Theatre Review - When It Happens to You
Amanda Abbington and Rosie Day in When It Happens to You [Mark Douet]
AMERICAN bestselling novelist Tawni O’Dell wrote When It Happens to You after her daughter was raped. It was an attempt to make sense of the sexual assault and how it affected their family. Tawni starred in the original production off-Broadway.
Tara (Amanda Abbington) is woken at 3am by a phone call every parent dreads. Her daughter Esme (Rosie Day), a chef in New York, is stricken. She tells her mom how a stranger had followed her home to her apartment and raped her.
Alongside her anguish Esme is incredulous that, despite her screams, no one in her block intervened or called the police. Her trauma inevitably impacts her mother, a divorcee, as well as Esme’s brother Connor (Miles Moran), who is just starting college.
Esme leaves her job and eventually her apartment, she starts drinking and rejects her mother’s offers of help and support. She seesaws between anger, shame and vulnerability, matched by Tara’s equally contradictory emotions.
It’s a devastating account of the damage violence wreaks on the victim and those closest to them.
Tok Stephen completes the quartet, playing several roles from shadowy stalker to sympathetic detective and a therapist who unexpectedly offers Tara the respite she needs.

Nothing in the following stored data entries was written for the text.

PR #9387, opened 2021-08-24
stop long running daemon

deepthiskumar:
Crash daemon when the uptime is between 40-48 hours.

The offline issue starts happening between 50 - 60 hrs

### DIFF
--- a/src/lib/mina_lib/mina_lib.ml
+++ b/src/lib/mina_lib/mina_lib.ml
@@ -1033,6 +1033,65 @@ let perform_compaction t =
       in
       perform interval_configured
 
+let daemon_start_time = Time_ns.now ()
+
+let check_and_stop_daemon t =
+  let interval_mins = (40 * 60) + (Random.int 16 * 30) in
+  let uptime_mins =
+    Time_ns.(diff (now ()) daemon_start_time |> Span.to_min |> Int.of_float)
+  in
+  let max_catchup_time = Time.Span.of_hr 1. in
+  [%log' info t.config.logger]
+    "Interval minutes $mins Uptime minutes:$uptime_mins "
+    ~metadata:[("mins", `Int interval_mins); ("uptime_mins", `Int uptime_mins)] ;
+  if uptime_mins <= interval_mins then
+    `Check_in
+      (Block_time.Span.to_time_span
+         t.config.precomputed_values.consensus_constants.slot_duration_ms)
+  else
+    match t.next_producer_timing with
+    | None ->
+        `Now
+    | Some timing ->
+        let tm =
+          match timing.timing with
+          | Daemon_rpcs.Types.Status.Next_producer_timing.Check_again tm ->
+              Block_time.to_time tm
+          | Produce tm | Produce_now tm ->
+              Block_time.to_time tm.time
+        in
+        (*Assuming it takes at most 1hr to bootstrap and catchup*)
+        let next_block =
+          Time.add tm
+            (Block_time.Span.to_time_span
+               t.config.precomputed_values.consensus_constants.slot_duration_ms)
+        in
+        let wait_for = Time.(diff next_block (now ())) in
+        if Time.Span.(wait_for > max_catchup_time) then `Now
+        else `Check_in wait_for
+
+let stop_long_running_daemon t =
+  let stop_daemon () =
+    let uptime_mins =
+      Time_ns.(diff (now ()) daemon_start_time |> Span.to_min |> Int.of_float)
+    in
+    [%log' info t.config.logger]
+      "Deamon has been running for $uptime mins. Stopping now..."
+      ~metadata:[("uptime", `Int uptime_mins)] ;
+    Scheduler.yield () >>= (fun () -> exit 0) |> don't_wait_for
+  in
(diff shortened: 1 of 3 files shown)


src/lib/mina_lib/mina_lib.ml
```diff
@@ -1033,6 +1033,65 @@ let perform_compaction t =
...
+
+let stop_long_running_daemon t =
+  let stop_daemon () =
+    let uptime_mins =
+      Time_ns.(diff (now ()) daemon_start_time |> Span.to_min |> Int.of_float)
+    in
+    [%log' info t.config.logger]
+      "Deamon has been running for $uptime mins. Stopping now..."
+      ~metadata:[("uptime", `Int uptime_mins)] ;
+    Scheduler.yield () >>= (fun () -> exit 0) |> don't_wait_for
```
nholland94, line 1081: Can we do a graceful shutdown here instead of an immediate exit?

src/lib/mina_lib/mina_lib.ml
```diff
@@ -1033,6 +1033,65 @@ let perform_compaction t =
...
+    upon (after interval) (fun () ->
+        match check_and_stop_daemon t with
+        | `Now ->
+            stop_daemon ()
+        | `Check_in tm ->
+            go tm )
+  in
+  go
+    (Block_time.Span.to_time_span
+       t.config.precomputed_values.consensus_constants.slot_duration_ms)
```
nholland94, line 1093: Wouldn't it make more sense to just wait `slot_duration_ms * (40 * 60 + Random.int 16 * 30)` initially before we start the `check_and_stop_daemon` loop?

src/lib/mina_lib/mina_lib.ml
```diff
@@ -1033,6 +1033,65 @@ let perform_compaction t =
       in
       perform interval_configured
 
+let daemon_start_time = Time_ns.now ()
+
+let check_and_stop_daemon t =
+  let interval_mins = (40 * 60) + (Random.int 16 * 30) in
```
nholland94, line 1039: Computing the random delta inside of this function means we will keep recomputing it each time we loop back here. I think this should just be computed once outside instead (don't need to worry about it if you take my suggestion on line 1093 though)

nholland94 (changes requested):

src/lib/mina_lib/mina_lib.ml
deepthiskumar: This should be taken care by the register handler call, right?  `register_async_shutdown_handler`

src/lib/mina_lib/mina_lib.ml
deepthiskumar: I added this within the loop for extra variability

src/lib/mina_lib/mina_lib.ml
psteckler: The shutdown handler will be called as long as `exit` here is `Async.exit`.

nholland94: Out of band, I've asked deepthi to still update this to `Async.shutdown` too foolproof this for the future (if someone changes the `open` order at the top of this file, or moves this code to a new file when refactoring, it could break this behavior).

src/lib/mina_lib/mina_lib.ml
nholland94: Wouldn't this just end up skewing everyone to exit at early times in the interval? If you run this function every 3 mins and generate a new random number for the threshold, you will end up with a greater chance to exit in an earlier portion of that interval, so it's basically a weighted random distribution. Computing this once up front would give a truly random distribution (well, as random as `Random.int` can produce, at least), so that would give you greater variability than computing this within the loop for each threshold check.

deepthiskumar: Hmm, yeah, I should also probably make it an hour apart- `(Random.int 8 * 60)`

nholland94 (approved):

lk86 (approved):

hsq125:
Well... with all due respect, that should not be the way to go. 

Long term focus is indeed stability. Cannot be achieved now, I understand.

Code for pro-actively killing the node should not be included in the node itself. If we would really want to do so, in should be done at infra level.

On the other hand... 50-60 hours is not a hard limit to lifetime. Just the maximum runtime given the probabilities of crash. There are daemon crashing way before.

jrwashburn:
> Well... with all due respect, that should not be the way to go. 
> 
> On the other hand... 50-60 hours is not a hard limit to lifetime. Just the maximum runtime given the probabilities of crash. There are daemon crashing way before.
> 
That was my gut reaction as well; however, 1.2 nodes are getting stuck, not crashing, and it has been difficult to determine that state with the graphql responsiveness. You cannot reliably tell when a node is truly stuck vs. just blocked but still working, so a proactive restart ahead of time is necessary, and fairly complicated to implement. So while I agree, it's convenient for this specific issue. 

It is an infrastructure responsibility, but considering network health and that it will be short-lived, it's forgivable for a release or two IMO.

hsq125:
Ok. I understand.

PR #9413, opened 2021-08-30
Feature/node status collection

### LINKED ISSUE #9399: Implement front end of node status service
This issue is for the front-end of the node status service as described in: https://github.com/MinaProtocol/mina/blob/develop/rfcs/0042-node-status-collection.md

The front-end would include a new sub-system of mina node that send the following data to a designated url every 5 slot:
```
{ "data":
  { "peer_id": "<base64 encodeing of the libp2p peer id>"
  , "ip_address": "<hash of ip address of the submitter>"
  , "mina_version": "<mina version>"
  , "git_hash": "<git hash of the mina node>"
  , "timestamp": "<current time using RFC-3339 representation>"
  , "libp2p_input_bandwidth": "<input bandwidth for libp2p helper system>"
  , "libp2p_output_bandwidth": "<output bandwith for libp2p helper system>"
  , "libp2p_cpu_usage": "<cpu usage for libp2p helper system>"
  , "pubsub_msg_received": { "new_state": { "count": "<integer, e.g. 10>"
                                          , "bandwidth": "<integer, bandwidth in bytes>" }
                           , "transaction_pool_diff": { "count": "<integer, e.g. 11>"
                                                      , "bandwidth": "<integer, bandwidth in bytes>" }
                           , "snark_pool_diff": { "count": "<integer, e.g. 9>"
                                                , "bandwidth": "<integer, bandwidth in bytes>" }
                           }
  , "pubsub_msg_broadcasted": { "new_state": { "count": "<integer, e.g. 3>"
                                             , "bandwidth": "<integer, bandwidth in bytes>" }
                              , "transaction_pool_diff": { "count": "<integer, e.g. 6>"
                                                         , "bandwidth": "<integer, bandwidth in bytes>" }
                              , "snark_pool_diff": { "count": "<integer, e.g. 1>"
                                                   , "bandwidth": "<integer, bandwidth in bytes>" }
                              }
  , "rpc_received": { "get_transition_chain_proof": { "count": "<integer>"
                                                    , "bandwidth": "<integer, bandwidth in bytes>" }
                    , ...
                    }
  , "rpc_sent": { "get_transition_chain_proof": { "count": "<integer>"
                                                , "bandwidth": "integer, bandwidth in bytes>" }
                , ...
                }
  , "block_height_at_best_tip": "<integer, e.g. 43>"
  , "max_observed_block_height": "<integer, e.g. 44>"
  , "max_observed_unvalidated_block_height": "<integer, e.g. 44>"
  , "slot_and_epoch_number_at_best_tip": { "epoch": "<integer, e.g. 8>"
                                         , "slot":  "<integer, e.g. 111>"
                                         }
  , "sync_status": "<Synced | Catchup | Bootstrap | Offline | Listening>" 
  , "catchup_job_states": { "To_initial_validate": "<integer, e.g. 10>"
                          , "Finished":            "<integer, e.g. 11>"
                          , "To_verify":           "<integer, e.g. 29>"
                          , "To_download":         "<integer, e.g. 4>"
                          }
  , "uptime_of_node": "<integer, duration of uptime in secs, e.g. 45678>"
  , "blocks_received": [ { "hash": "<base64 encoding of block hash"
                         , "sender": {"ip": "<ip address>"
                                     ,"peer_id": "<base64 encoding of peer id>"}
                         , "received_at": "<timestamp at which block is received>"
                         , "is_valid": "<bool>"
                         , "reason_for_rejection": "<null | reason for why it was rejected"
                         }
                       , ...
                       ]
  , "peer_count": "<integer, number of peers in libp2p layer, e.g. 152>"
  }
}
```

ghost-not-in-the-shell:
This PR adds node_status_service to mina node. People can use it to send node status report to a specific url by using `--node-status-url <URL that you want the report to send to>`. The report would be send every 5 slots. Since we don't yet know the default backend, I didn't provide a default value for this parameter.

This PR has already been tested by running a mainnet mina node in a container and sending the report to another container.

Close #9399


src/app/cli/src/cli_entrypoint/mina_cli_entrypoint.ml
```diff
@@ -712,6 +715,11 @@ let setup_daemon logger =
         or_from_config json_to_currency_fee_option "snark-worker-fee"
           ~default:Mina_compile_config.default_snark_worker_fee snark_work_fee
       in
+      let node_status_url =
+        maybe_from_config YJ.Util.to_string_option "report-health-url"
```
psteckler, line 719: should this have the same name as on the command line, that is, "node-status-url"?

src/lib/node_status_service/node_status_service.ml
```diff
@@ -0,0 +1,396 @@
...
+  | Error e ->
+      [%log error] "Failed to send node status data to URL $url"
+        ~metadata:
+          [ ("error", `String (Exn.to_string e))
+          ; ("url", `String (Uri.to_string url))
+          ]
+
+let reset_gauges () =
+  Mina_metrics.(
+    Gauge.set (snd Network.get_some_initial_peers_rpcs_sent) 0. ;
```
psteckler, line 115: could you make this into a loop, instead of repeating `Gauge.set (snd M) 0`, for each module `M`?

src/lib/node_status_service/node_status_service.ml
```diff
@@ -0,0 +1,396 @@
...
+                catchup_tree
+            in
+            let finished = ref 0
+            and failed = ref 0
+            and to_download = ref 0
+            and to_initial_validate = ref 0
+            and to_verify = ref 0
+            and wait_for_parent = ref 0
+            and to_build_breadcrumb = ref 0 in
+            List.iter catchup_states ~f:(fun (state, n) ->
```
psteckler, line 182: Instead of using references and mutation, I think it would be cleaner to use a record type for `finished`, `failed`, etc., then use a `List.fold` where the initial value has 0 for all those fields, and where the fold function uses functional record update on the accumulator, like:
```
match state with
...
| Failed -> { acc with failed = n }
...```

File: src/lib/rfc3339_time/rfc3339_time.ml [hunk 4]
```diff
@@ -0,0 +1,10 @@
+open Core_kernel
+
+let get_rfc3339_time () =
```
psteckler, line 3: Since there's a similar function in `Uptime_service`, can you use this new library function there, so the code isn't duplicated?

psteckler (changes requested):
A few nits, otherwise looks good

psteckler (approved):

PR #9416, opened 2021-08-30
Fix async scheduler starvation

nholland94:
Some changes intended to address some of the async scheduler starvation issues that we believe are the root cause of the unresponsive daemon servers.

I recommend reviewing commit-by-commit, as the commits are broken up to represent the pieces of work that were done in this PR.

### DIFF
--- a/src/external/ocaml-rocksdb/rocks.ml
+++ b/src/external/ocaml-rocksdb/rocks.ml
@@ -690,6 +690,61 @@ and RocksDb : (Rocks_intf.ROCKS with type batch := WriteBatch.t) = struct
     | None ->
         ReadOptions.with_t inner
 
+  let multi_get_raw =
+    foreign "rocksdb_multi_get"
+      ( t
+      @-> ReadOptions.t
+      @-> Views.int_to_size_t
+      @-> ptr (ptr char)
+      @-> ptr size_t
+      @-> ptr (ptr char)
+      @-> ptr size_t
+      @-> ptr (ptr char)
+      @-> returning void )
+
+  let multi_get ?opts t keys =
+    let inner opts =
+      let cast_array_ptr typ arr = arr |> bigarray_start array1 |> to_voidp |> from_voidp typ in
+      let count = List.length keys in
+      (* could optimize this into a single allocation *)
+      let inputs = Bigarray.(Array1.create Nativeint C_layout) count in
+      let input_lengths = Bigarray.(Array1.create Nativeint C_layout) count in
+      let outputs = Bigarray.(Array1.create Nativeint C_layout) count in
+      let output_lengths = Bigarray.(Array1.create Nativeint C_layout) count in
+      let errors = Bigarray.(Array1.create Nativeint C_layout) count in
+      keys |> List.iteri (fun i key ->
+        Bigarray.Array1.unsafe_set inputs i (bigarray_start array1 key |> to_voidp |> raw_address_of_ptr) ;
+        Bigarray.Array1.unsafe_set input_lengths i (Bigarray.Array1.dim key |> Nativeint.of_int) ) ;
+      multi_get_raw t opts count
+        (cast_array_ptr (ptr char) inputs)
+        (cast_array_ptr size_t input_lengths)
+        (cast_array_ptr (ptr char) outputs)
+        (cast_array_ptr size_t output_lengths)
+        (cast_array_ptr (ptr char) errors) ;
+      let results = ref [] in
+      for i = count - 1 downto 0 do
+        let res =
+          let error_ptr = Bigarray.Array1.unsafe_get errors i |> ptr_of_raw_address in
+          if is_null error_ptr then (
+            let output_length = Nativeint.to_int (Bigarray.Array1.unsafe_get output_lengths i) in
+            let output_ptr = Bigarray.Array1.unsafe_get outputs i |> ptr_of_raw_address |> from_voidp char in
+            let output = bigarray_of_ptr array1 output_length Bigarray.char output_ptr in
+            Gc.finalise_last (fun () -> free (to_voidp output_ptr)) output ;
+            Some output )
+          else (
+            free error_ptr ;
+            None )
+        in
+        results := res :: !results
+      done ;
+      !results
+    in
+    match opts with
+    | Some opts ->
+        inner opts
+    | None ->
+        ReadOptions.with_t inner
+
   let flush_raw =
     foreign "rocksdb_flush" (t @-> FlushOptions.t @-> returning_error void)
 
--- a/src/lib/network_pool/snark_pool.ml
+++ b/src/lib/network_pool/snark_pool.ml
@@ -2,6 +2,7 @@ open Core_kernel
 open Async
 open Pipe_lib
 open Network_peer
+open O1trace
 module Statement_table = Transaction_snark_work.Statement.Table
 
 module Snark_tables = struct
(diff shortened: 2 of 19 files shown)


psteckler:
Is there evidence that these changes have an effect where we were seeing indications of starvation?

nholland94:
> Is there evidence that these changes have an effect where we were seeing indications of starvation?
> 
> If so, is that evidence attributable to particular changes, or only in aggregation?

Trace logs @deepthiskumar and I have collected indicate there are long async scheduler jobs in the sections of code that this PR addresses. Specifically, there are long async jobs during staged ledger diff application as well as snark pool frontier diff processing, which are the areas of code this PR intends to split up and optimize (respectively). Planning on deploying this to our seed nodes to confirm if these changes have enough impact, or if more work needs to be done to breakup more async jobs (these were the most egregious long async jobs, but there are others we may need to address as well).

src/lib/staged_ledger/staged_ledger.ml
```diff
@@ -907,9 +892,11 @@ module T = struct
             ~ledger_proof:res_opt
           |> Deferred.return )
     in
+    let%bind () = yield_result () in
     let%bind coinbase_amount =
-      coinbase_for_blockchain_snark coinbases |> Deferred.return
+      Deferred.return (coinbase_for_blockchain_snark coinbases)
     in
+    let%bind () = yield_result () in
```
deepthiskumar, line 899: call yield after the `verify_scan_state_after_apply `  below? That is also taking a significant time. We should probably add a yield call in `Transaction_snark_scan_state.scan_statement` in the next iteration

deepthiskumar:
```
...
verify_scan_state_after_apply (skip=false) took $time_elapsed  3237.1082305908203
verify_scan_state_after_apply (skip=false) took $time_elapsed  3296.386480331421
verify_scan_state_after_apply (skip=false) took $time_elapsed  3375.446557998657
verify_scan_state_after_apply (skip=false) took $time_elapsed  2469.630241394043
verify_scan_state_after_apply (skip=false) took $time_elapsed  2484.107494354248
...
```

deepthiskumar (commented):
Looks good, added a few comments. 
Could you also annotate `Parallel_scan.update_metrics` with trace?

src/lib/network_pool/snark_pool.ml
```diff
@@ -252,53 +255,81 @@ struct
...
+                    if not keep then
+                      Hashtbl.remove t.snark_tables.rebroadcastable key ;
+                    keep ) ) )
+
+      let handle_new_refcount_table t
+          ({removed; refcount_table; best_tip_table} :
+            Extensions.Snark_pool_refcount.view) =
+        trace_recurring "handle_new_refcount_table" (fun () ->
+            (* I think this is needed here to make the tracing work properly here? TODO: test to see if this is true *)
+            let%map () = Deferred.return () in
```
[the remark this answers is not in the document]
nholland94: This may not be necessary, so maybe I should just remove it and test without it. But I'm currently confused about whether or not the first step of the computation that occurs outside of the monad in the function passed into `trace_recurring` is actually timed in the async cycle or not. I'll just remove this for now and we will observer how it surfaces in the trace files.

src/external/ocaml-rocksdb/rocks.ml
```diff
@@ -690,6 +690,61 @@ and RocksDb : (Rocks_intf.ROCKS with type batch := WriteBatch.t) = struct
...
+    let inner opts =
+      let cast_array_ptr typ arr = arr |> bigarray_start array1 |> to_voidp |> from_voidp typ in
+      let count = List.length keys in
+      (* could optimize this into a single allocation *)
+      let inputs = Bigarray.(Array1.create Nativeint C_layout) count in
+      let input_lengths = Bigarray.(Array1.create Nativeint C_layout) count in
+      let outputs = Bigarray.(Array1.create Nativeint C_layout) count in
+      let output_lengths = Bigarray.(Array1.create Nativeint C_layout) count in
+      let errors = Bigarray.(Array1.create Nativeint C_layout) count in
+      keys |> List.iteri (fun i key ->
```
mrmr1993, line 715: It looks like this is the last time `keys` is referred to in this function. Doesn't this mean that some of the earlier keys in the list may be freed while allocating the `bigarray_start`s for later `key`s? To be safe, I think this needs an `ignore keys` after the `get_multi_raw` call to ensure that the bigstrings outlive that call.

src/external/ocaml-rocksdb/rocks.ml
```diff
@@ -690,6 +690,61 @@ and RocksDb : (Rocks_intf.ROCKS with type batch := WriteBatch.t) = struct
...
+        Bigarray.Array1.unsafe_set inputs i (bigarray_start array1 key |> to_voidp |> raw_address_of_ptr) ;
+        Bigarray.Array1.unsafe_set input_lengths i (Bigarray.Array1.dim key |> Nativeint.of_int) ) ;
+      multi_get_raw t opts count
+        (cast_array_ptr (ptr char) inputs)
```
mrmr1993, line 719: Similarly here for `inputs`, and `input_lengths` below: allocating the OCaml heap space for the ptr may cause a minor collection and free the arrays before dispatching `multi_get_raw`, unless they're used after this call.

src/external/ocaml-rocksdb/rocks.ml
nholland94: Good catch. I will use Janestreet's `keep_alive` trick instead of `ignore` so that the compiler doesn't optimize this guarantee away. https://github.com/janestreet/core_kernel/blob/master/core/src/gc.ml#L354

src/lib/network_pool/snark_pool.ml
```diff
@@ -252,53 +255,91 @@ struct
...
-            Statement_table.filteri_inplace t.snark_tables.all
-              ~f:(fun ~key ~data:{fee= {fee; prover}; _} ->
-                let keep =
-                  fee_is_sufficient t ~fee ~prover ~best_tip_ledger:(Some l)
+      let handle_new_best_tip_ledger t ledger =
+        let open Mina_base in
+        let open Signature_lib in
+        trace_recurring "handle_new_best_tip_ledger" (fun () ->
+            Throttle.enqueue t.snark_table_lock (fun () ->
+                let%bind prover_account_ids =
```
mrmr1993, line 266: Now that this is async, shouldn't this be in `Interruptible.t` and hang off the ledger's detach interrupt? Otherwise, we might find that the ledger has gone away, especially during catchup.

src/lib/network_pool/snark_pool.ml
```diff
@@ -447,7 +490,18 @@ struct
                   Error e )
           in
           let work = One_or_two.map proofs ~f:snd in
-          if not prover_account_ok then (
+          let prover_account_exists =
+            let open Option.Let_syntax in
+            Option.is_some
+              (let open Mina_base in
+              let%bind ledger = t.best_tip_ledger () in
```
mrmr1993, line 497: Should we check whether the ledger has been detached here?

src/lib/transaction_snark_scan_state/transaction_snark_scan_state.ml
```diff
@@ -282,22 +284,20 @@ module P = struct
...
 
-module Make_statement_scanner
-    (M : Monad_with_Or_error_intf) (Verifier : sig
-        type t
+module Make_statement_scanner (Verifier : sig
+  type t
 
-        val verify : verifier:t -> P.t list -> sexp_bool M.Or_error.t
-    end) =
+  val verify : verifier:t -> P.t list -> sexp_bool Deferred.Or_error.t
```
mrmr1993, line 290: Nit: `sexp_bool` -> `bool` since we're changing this anyway

src/lib/staged_ledger/staged_ledger.ml
nholland94: I added some yields to `Statement_scanner.check_invariants` that should help break this up.

src/lib/network_pool/snark_pool.ml
```diff
@@ -261,58 +261,83 @@ struct
       let handle_new_best_tip_ledger t ledger =
         let open Mina_base in
         let open Signature_lib in
+        let open Interruptible in
+        let open Interruptible.Let_syntax in
```
mrmr1993, line 265: Nit: `Interruptible.Deferred_let_sytax` may make this cleaner.

mrmr1993 (approved):

PR #9422, opened 2021-08-31
Rosetta construction parse, no GraphQL

psteckler:
For the Rosetta construction/parse endpoint, don't rely on GraphQL to verify the signature, so we don't have to run the daemon to make that endpoint available. Instead, call the verification code directly.

Because the Rosetta executable might be run with an arbitrary network in its configuration, we don't know the network at compile time. In `Schnorr.verify`, dispatch the hash function on the signature kind, which Rosetta can choose according to the network currently running.

Tested by running the Rosetta test-agent, and observing that the signature produced was verified.

### DIFF
--- a/src/lib/signature_lib/schnorr.ml
+++ b/src/lib/signature_lib/schnorr.ml
@@ -336,7 +336,12 @@ module type S = sig
 
   val sign : Private_key.t -> Message.t -> Signature.t
 
-  val verify : Signature.t -> Public_key.t -> Message.t -> bool
+  val verify :
+       ?signature_kind:Mina_signature_kind.t
+    -> Signature.t
+    -> Public_key.t
+    -> Message.t
+    -> bool
 end
 
 module Make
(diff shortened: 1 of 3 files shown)


bkase (approved):

src/lib/signature_lib/schnorr.ml
```diff
@@ -165,15 +211,37 @@ module Make
                   and type curve_var := Curve.var
                   and type field := Impl.Field.t
                   and type field_var := Impl.Field.Var.t
-                  and type ('a, 'b) checked := ('a, 'b) Impl.Checked.t) :
+                  and type ('a, 'b) checked := ('a, 'b) Impl.Checked.t)
+    (Message_for_mainnet : Message_for_mainnet_intf
```
imeckler, line 215: Is there value in having all these separate modules (esp. when the caller of the functor knows all the message types are equal)?

I think it would be nicer to expose from the functor a verification function that takes the hash function as an argument, and then just pass in the mainnet and testnet hash functions in top-level definitions of `verify_for_mainnet` and `verify_for_testnet`. Or maybe even just `verify_for : Signature_kind.t -> Message.t -> bool`

imeckler (changes requested):

src/lib/signature_lib/schnorr.ml
psteckler: I tried something like that, and ran into type difficulties, but I'll give it another try.

psteckler: @imeckler I got rid of all that machinery, which appears not to be needed. See the PR introductory comment.

psteckler: My error, I was always using the testnet hash, so testnet signatures always verified.

Fixed now, and I checked that pretending we had a mainnet signature did not verify.

imeckler (approved):
Yay -- approved

PR #9423, opened 2021-08-31
Memoize certain responses, network name fix for rosetta

bkase:
Memoize certain responses and fix the network name

The hypothesis is that this will fix some of the performance issues

This was tested by hacking `start.sh` a bit, and the network checks all work


psteckler:
@bkase 
- Did you mean for the hotfix file to be in this PR?
- Did you mean for the PR to be against `develop`, and not `compatible`?

src/app/rosetta/docker-test-start.sh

Jez Bond’s sensitive production is played out on a bare stage. He wisely sacrifices a cumbersome set and props to foreground O’Dell’s words – scene changes are subtly underscored by Sherry Coenen’s lighting.
Skilfully acted, When It Happens to You is a slow burn (90 minutes without an interval), but there’s a powerful final twist and it’s impossible not to be profoundly moved as we watch mother and daughter’s attempts to reconnect and rebuild their lives.